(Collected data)
PR #375, opened 2021-09-07
Tp 929 remove automatic triggering of workbasket export

gabelton:
- Removing code calling upload_workbaskets task from WorkBasket model approve method
- Updating existing tests
- Adding WorkBasket to admin
- Adding custom button Workbasket list page. This button calls the upload_workbaskets task. (See screenshot below)
- Adding tests for custom button

Screenshot 2021-09-06 at 14 26 24

### DIFF
--- a/workbaskets/admin.py
+++ b/workbaskets/admin.py
@@ -1,6 +1,28 @@
 from django.contrib import admin
+from django.http import HttpResponseRedirect
+from django.http.response import HttpResponseForbidden
+from django.urls import path
+
+from exporter.tasks import upload_workbaskets
 from workbaskets.models import WorkBasket
+from workbaskets.validators import WorkflowStatus
 
 class WorkBasketAdmin(admin.ModelAdmin):
-    pass
+    change_list_template = "workbasket_change_list.html"
+
+    def get_urls(self):
+        urls = super().get_urls()
+        export_url = path('upload/', self.upload)
+        
+        return [export_url] + urls
+    
+    def upload(self, request):
+        if not request.user.is_superuser:
+            return HttpResponseForbidden('Only superusers may export workbaskets')
+        
+        upload_workbaskets.delay()
+        self.message_user(request, f"Uploading workbaskets with status of '{WorkflowStatus.READY_FOR_EXPORT.label}'")
+        return HttpResponseRedirect("../")
+
+
 admin.site.register(WorkBasket, WorkBasketAdmin)
--- a/workbaskets/admin.py
+++ b/workbaskets/admin.py
@@ -1,7 +1,9 @@
 from django.contrib import admin
+from django.contrib.admin.views.decorators import staff_member_required
 from django.http import HttpResponseRedirect
-from django.http.response import HttpResponseForbidden
 from django.urls import path
+from django.urls import reverse
+from django.utils.decorators import method_decorator
 
 from exporter.tasks import upload_workbaskets
 from workbaskets.models import WorkBasket
@@ -13,20 +15,18 @@ class WorkBasketAdmin(admin.ModelAdmin):
 
     def get_urls(self):
         urls = super().get_urls()
-        upload_url = path("upload/", self.upload)
+        upload_url = path("upload/", self.upload, name="upload")
 
         return [upload_url] + urls
 
+    @method_decorator(staff_member_required)
     def upload(self, request):
-        if not request.user.is_superuser:
-            return HttpResponseForbidden("Only superusers may upload workbaskets")
-
         upload_workbaskets.delay()
         self.message_user(
             request,
             f"Uploading workbaskets with status of '{WorkflowStatus.READY_FOR_EXPORT.label}'",
         )
-        return HttpResponseRedirect("../")
+        return HttpResponseRedirect(reverse("admin:workbaskets_workbasket_changelist"))
 
 
 admin.site.register(WorkBasket, WorkBasketAdmin)
--- a/workbaskets/admin.py
+++ b/workbaskets/admin.py
@@ -7,21 +7,25 @@ from exporter.tasks import upload_workbaskets
 from workbaskets.models import WorkBasket
 from workbaskets.validators import WorkflowStatus
 
+
 class WorkBasketAdmin(admin.ModelAdmin):
     change_list_template = "workbasket_change_list.html"
 
     def get_urls(self):
         urls = super().get_urls()
-        export_url = path('upload/', self.upload)
-        
-        return [export_url] + urls
-    
+        upload_url = path("upload/", self.upload)
+
+        return [upload_url] + urls
+
     def upload(self, request):
         if not request.user.is_superuser:
-            return HttpResponseForbidden('Only superusers may export workbaskets')
-        
+            return HttpResponseForbidden("Only superusers may upload workbaskets")
+
         upload_workbaskets.delay()
-        self.message_user(request, f"Uploading workbaskets with status of '{WorkflowStatus.READY_FOR_EXPORT.label}'")
+        self.message_user(
+            request,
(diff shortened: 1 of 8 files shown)


andyhd:
A general comment about commit messages: I think a good convention to follow is to have a commit message complete the sentence "When merged, this commit will ...".

Your commit messages are good, but the -ings are a bit superfluous.

Of course when you merge this PR you will squash all the commits - right? 😉

workbaskets/admin.py
```diff
@@ -0,0 +1,32 @@
...
+
+class WorkBasketAdmin(admin.ModelAdmin):
+    change_list_template = "workbasket_change_list.html"
+
+    def get_urls(self):
+        urls = super().get_urls()
+        upload_url = path("upload/", self.upload)
+
+        return [upload_url] + urls
+
```
stuaxo, line 19: You might be able to use the @staff_member_required decorator here instead of checking the permission in the function.

workbaskets/tests/test_admin.py
```diff
@@ -0,0 +1,40 @@
...
+    def test_upload_calls_task(self, valid_user, client):
+        with mock.patch(
+            "exporter.tasks.upload_workbaskets.delay",
+        ) as mock_task:
+            valid_user.is_superuser = True
+            valid_user.save()
+            client.force_login(valid_user)
+            client.post(self.url)
+
+            mock_task.assert_called_once_with()
```
stuaxo, line 40: This might want to be assert_called_once()

workbaskets/tests/test_admin.py
```diff
@@ -0,0 +1,40 @@
...
+
+pytestmark = pytest.mark.django_db
+
+
+class TestWorkBasketUpload:
+    @classmethod
+    def setup_class(cls):
+        cls.url = "/admin/workbaskets/workbasket/upload/"
+
+    def test_upload_returns_302_for_valid_superuser(self, valid_user, client):
```
stuaxo, line 15: Maybe we should have fixture for something like valid_superuser ?

workbaskets/tests/test_admin.py
```diff
@@ -0,0 +1,40 @@
...
+        valid_user.is_superuser = True
+        valid_user.save()
```
andyhd, line 17: I am probably wrong, but I think this could affect other tests that use the `valid_user` fixture. Perhaps it would be safer and clearer to create a new fixture for the superuser, eg:
```python
@pytest.fixture
def superuser():
    return UserFactory.create(is_superuser=True)
```
And then this test could be parametrized, eg:
```python
@pytest.mark.parametrize("user, expected_response_status", [
    (valid_user, 403),
    (superuser, 302),
])
def test_upload(self, client, user, expected_response_status, request):  # this is a bit ugly
    user = request.getfixturevalue(user). # more ugly
    client.force_login(user)
    response = client.post(self.url)
    assert response.status_code == expected_response_status
    if response.status_code == 302:
        assert response.url == "../"
```
And then you could probably incorporate the mock call assertion and this class could be a single test function.

But this is just a suggestion and your code is fine as is, if there is no effect on other tests that use `valid_user`.

andyhd (commented):
Not sure if there is a potential cross-test dependency issue

workbaskets/admin.py
```diff
@@ -0,0 +1,32 @@
...
+
+class WorkBasketAdmin(admin.ModelAdmin):
+    change_list_template = "workbasket_change_list.html"
+
+    def get_urls(self):
+        urls = super().get_urls()
+        upload_url = path("upload/", self.upload)
+
+        return [upload_url] + urls
```
simonwo, line 18: Is this something that should be handled by `urls.py`? (Genuine question)

workbaskets/admin.py
```diff
@@ -0,0 +1,32 @@
...
+    def upload(self, request):
+        if not request.user.is_superuser:
+            return HttpResponseForbidden("Only superusers may upload workbaskets")
+
+        upload_workbaskets.delay()
+        self.message_user(
+            request,
+            f"Uploading workbaskets with status of '{WorkflowStatus.READY_FOR_EXPORT.label}'",
+        )
+        return HttpResponseRedirect("../")
```
simonwo, line 29: Would it be better to [explicitly request a URL](https://docs.djangoproject.com/en/3.2/ref/urlresolvers/#django.urls.reverse) using the name e.g. `workbasket-ui-list`?

workbaskets/templates/workbasket_change_list.html
```diff
@@ -0,0 +1,12 @@
+{% extends 'admin/change_list.html' %}
+
+{% block object-tools %}
+    <div>
+        <form action="upload/" method="POST">
+            {% csrf_token %}
+                <button type="submit" style="cursor:pointer">Export workbaskets</button>
```
simonwo, line 7: It looks like if you use an `<a>` tag or add a `class="button"` then the button will get a consistent look and feel with the rest of the admin site.

workbaskets/templates/workbasket_change_list.html
```diff
@@ -0,0 +1,12 @@
+{% extends 'admin/change_list.html' %}
+
+{% block object-tools %}
+    <div>
+        <form action="upload/" method="POST">
```
simonwo, line 5: Could you use the `{% url '…' %}` tag here instead of writing it explicitly?

simonwo (commented):
Putting the button in Django admin is a wise move I think! I wonder if that has any implications for where you put your the state movement stuff in your ticket @andyhd? 

The only thing I can see is that we probably want to use more of the [Django URL support](https://docs.djangoproject.com/en/3.2/topics/http/urls/#reverse-resolution-of-urls) and not hard-code URLs everywhere.

andyhd:
@simonwo I was already adding a WorkBasket admin view, so now I'm waiting for this PR to merge, otherwise we'll have conflicts

stuaxo:
Probably out of scope for this ticket: We should probably be tracking the upload tasks somewhere in the admin.

It's fine that we schedule new upload_workbaskets tasks - if there are none to upload it will do nothing.

It would be nice to see if there already was one and show that.

But again:  not really needed for this.

workbaskets/admin.py
stuaxo: Not a blocker:

A more accurate message might be along the lines of "Scheduled workbasket upload"   as opposed to "Uploading..." although celery will usually do the upload right away, there are some edge cases where it might not, and "Scheduled" provides a clue here.

workbaskets/tests/test_admin.py
```diff
@@ -1,40 +1,44 @@
...
 
 import pytest
-
-from common.tests.factories import UserFactory
+from django.urls import reverse
 
 pytestmark = pytest.mark.django_db
 
 
 class TestWorkBasketUpload:
```
stuaxo, line 9: Somehow I only noticed that this is a test using a class... is there a reason we are implementing this differently to the rest of the tests ?

workbaskets/tests/test_admin.py
```diff
@@ -1,40 +1,44 @@
...
-        valid_user.is_superuser = True
-        valid_user.save()
-        client.force_login(valid_user)
+    def test_upload_returns_302_for_valid_staff_user(self, staff_user, client):
+        client.force_login(staff_user)
         response = client.post(self.url)
 
         assert response.status_code == 302
-        assert response.url == "../"
+        assert response.url == reverse("admin:workbaskets_workbasket_changelist")
```
stuaxo, line 19: Not a blocker: usually I try avoid calls or logic the assert itself to try and stick more to the AAA (arrange-act-assert) test pattern (on the other hand, it's pretty clear what this does).

workbaskets/admin.py
andyhd: No, I don’t think so

andyhd (approved):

## Your goal
Set down, unchanged, only those lines above that fall between the line with "Probably out of" and the line with "stuaxo: Not a", the two end lines included.

## Response to the task
Probably out of scope for this ticket: We should probably be tracking the upload tasks somewhere in the admin.

It's fine that we schedule new upload_workbaskets tasks - if there are none to upload it will do nothing.

It would be nice to see if there already was one and show that.

But again:  not really needed for this.

workbaskets/admin.py
stuaxo: Not a blocker:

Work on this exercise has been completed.